Resident Evil 7: Biohazard (2017) was the first game Capcom released under this new approach, which critics saw as a return to the series' roots. A similar approach was used to bring the Monster Hunter series, generally seen as a niche Japanese game due to its steep learning curve, to a broader market. Monster Hunter: World (2018) was developed to modernize the series' gameplay to simplify the learning curve. The game received critical praise and became Capcom's best-selling game as of 2025.

On January 28, 2019, Capcom announced that Sega would take over technical services for its arcade games starting in April.

On November 2, 2020, the company reported that its servers were affected by ransomware, scrambling its data, and the threat actors, the Ragnar Locker hacker group, had allegedly stolen 1TB of sensitive corporate data and were blackmailing Capcom to pay them to remove the ransomware. By mid-November, the group began putting information from the hack online, which included contact information for up to 350,000 of the company's employees and partners, as well as plans for upcoming games, indicating that Capcom opted to not pay the group. Capcom affirmed that no credit-card or other sensitive financial information was obtained in the hack.

In 2021, Capcom removed appearances of the Rising Sun Flag from its rerelease of Street Fighter II. Although Capcom did not provide an official explanation for the flag's removal, due to the flag-related controversy, it is speculated that it was done so to avoid offending segments of the international gaming community.

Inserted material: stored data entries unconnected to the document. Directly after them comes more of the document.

PR #1171, opened 2024-07-09
feat(browser support): set min Safari version to 14

atabel:
Novum app no longer supports iOS 13: https://confluence.tid.es/display/CTO/%5BAPPS%5D+Novum+App+Information

### DIFF
--- a/src/screen-size-context-provider.tsx
+++ b/src/screen-size-context-provider.tsx
@@ -55,9 +55,11 @@ const ScreenSizeContextProvider: React.FC<Props> = ({children}) => {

Artist and author Judy A. Juracek filed a lawsuit in June 2021 against Capcom for copyright infringement. In the court filings, she asserted Capcom had used images from her 1996 book Surfaces in its cover art and other assets for Resident Evil 4, Devil May Cry and other games. This was discovered due to the 2020 Capcom data breach, with several files and images matching those that were included within the book's companion CD-ROM. The court filings noted one image file of a metal surface, named ME0009 in Capcom's files, to have the same exact name on the book's CD-ROM. Juracek was seeking over in damages and $2,500 to $25,000 in false copyright management for each photograph Capcom used. Before a court date could be made, the matter was settled "amicably" in February 2022. It comes on the heels of Capcom being accused by Dutch movie director Richard Raaphorst of copying the monster design of his movie Frankenstein's Army into its game Resident Evil Village.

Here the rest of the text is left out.